Momma, I know its hard. Could you go up to the hospital by yourself in the evenings after you get your DS settled? I know with me, my favorite time to go was late at night when my other kids were asleep in bed because then I didn't feel torn. It is so hard when you have other kids. Could your DF take your son for a walk while you are with your other LO? My husband and I would trade times, I would watch our kids while he spent time with the babies, and then he would watch teh kids while I was there. Then I would go up at night.
Feeling upset about your baby being in the NICU is normal, and doesn't neccesarily mean its PPD. Both my girls were in for 47 days, and maybe I am the minority here, but I wasn't depressed. Was it hard, yes, were there times I cried, and felt like it wasn't fair, and times I just wanted to grab my babies and take them home, yes, but depression, no.
I am sorry your little guy has had a few set backs, but try and focus on the steps forward!

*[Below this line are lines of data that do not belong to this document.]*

PR #535, opened 2019-09-30
CEDS-1721 Fix page headings to support screen readers

PauloPortugal:
* **Remove redundant `page_title` template**. We basically had two templates doing very similar things. This ensures we only use one and stick to a pattern, where we control in a single place the `section header`, `page title` and `page hint`.
* **Add `HTML` tag ids**
* **Add `CSS` classes** to match `GDS Design System`  - This was discussed with @christophercameron-hmrc
* **Fix Headings support screen readers**


app/views/components/heading.scala.html
```diff
@@ -14,11 +14,18 @@
...
-    <legend class="heading-large" role="heading" aria="" level="1">
-        <span class="heading-secondary">@messages(title)</span>
-        <h1 style="margin:0">@messages(heading)</h1>
-    </legend>
-</fieldset>
\ No newline at end of file
+<header class="page-heading">
+    @if(sectionHeader.nonEmpty) {
+        <span class="visuallyhidden">This section is </span>
+        <span id="section-header" class="heading-secondary">@sectionHeader.get</span>
```
bambuchaAdm: are you sure that heading is used only once per page ?

MaciejRewera: Nit: To avoid using `.get` and to be more scala-stylish you could use `map` on `sectionHeader`

test/views/declaration/BorderTransportViewSpec.scala
```diff
@@ -82,10 +78,6 @@ class BorderTransportViewSpec extends UnitViewSpec with CommonMessages with Stub
       view.getElementById("title").text() mustBe messages("supplementary.transportInfo.title")
     }
 
-    "display header" in {
-      view.select("legend>h1").text() mustBe messages("supplementary.transportInfo.title")
```
bambuchaAdm: is this a regression ?

app/views/declaration/additional_fiscal_references.scala.html
```diff
@@ -83,17 +83,15 @@
 
     @components.error_summary(form.errors)
 
-    @components.section_header(messages("declaration.fiscalInformation.header"))
-
-    @components.page_title(Some(messages("declaration.additionalFiscalReferences.title")))
+    @components.heading(
+        Some(messages("declaration.fiscalInformation.header")),
```
MaciejRewera: Would be more clear if you used `sectionHeader = Some(...)`

app/views/cancel_declaration.scala.html
```diff
@@ -37,7 +37,7 @@
 
         @components.error_summary(form.errors)
 
-        @components.page_title(Some("cancellation.title"))
+        @components.heading(title = Some("cancellation.title"))
```
ed0906: 👍

app/views/components/heading.scala.html
```diff
@@ -14,11 +14,18 @@
...
+    }
+
+    @if(title.nonEmpty) {
+        <h1 id="title" style="margin: 0px">@title.get</h1>
```
ed0906: Is there a `m-0` class you can use instead of the inline style?  If not can we create one please :)

app/views/declaration/additional_fiscal_references.scala.html
```diff
@@ -83,17 +83,15 @@
 
     @components.error_summary(form.errors)
 
-    @components.section_header(messages("declaration.fiscalInformation.header"))
-
-    @components.page_title(Some(messages("declaration.additionalFiscalReferences.title")))
```
ed0906: Can `page_title` be deleted or is the component still used? Similar for `section_header`

test/views/declaration/BorderTransportViewSpec.scala
PauloPortugal: No, this is no longer valid and it was being tested twice. Redundant

app/views/components/heading.scala.html
PauloPortugal: This has been addressed.

app/views/declaration/additional_fiscal_references.scala.html
PauloPortugal: Yes it would! :) Done

app/views/components/heading.scala.html
PauloPortugal: yes it is :).
Thank for notificing that!

app/views/declaration/additional_fiscal_references.scala.html
PauloPortugal: Yes good point I was thinking about that either! :stuck_out_tongue:

app/assets/stylesheets/partials/_base.scss
```diff
@@ -27,6 +27,25 @@ padding: 0;
...
+  margin-top: 0px;
+  margin-bottom: 20px;
+}
+
+.page-heading .heading-secondary {
+  line-height: 1.25;
+}
+
+.page-heading .title {
+  margin: 0px;
```
PauloPortugal: @ed0906 here is the CSS styling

He is gaining weight really well, that is awesome. I know you want him to just get better so you can take him home, and the set backs make you feel bad, but try and look at it anouther way, and understand that even though he is back on IV, it is the best thing for him right now to help him to get better. The most important thing is your babies health, and so if he has some set backs, he is in the right place, and getting the best care. It may seem like forever right now, but soon he will be home, and getting that baby chunk on, and you will be the one taking care of him. You can help him now, just by being there when you can, and talking to him, kangarooing him when you can, try and just enjoy the time you have there with him, even if its only a short time.
As for your DF, try not to let it get to you. I don't think men understand what its like as a mother with a baby in the NICU. My husband I don't think understood my feelings, and so he just didn't say too much about things. It is a weird place to be, and its hard to know what to say, or how to deal. Your emotions are all over, your hormones are all over. Just be gentle with yourself, know that this time is only a small blip in the grand scheme of life, and soon you will be home with your baby moving forward. (((HUGS))) You can get through this, and it is ok to cry. Sending you prayers of strength and huge hugs!!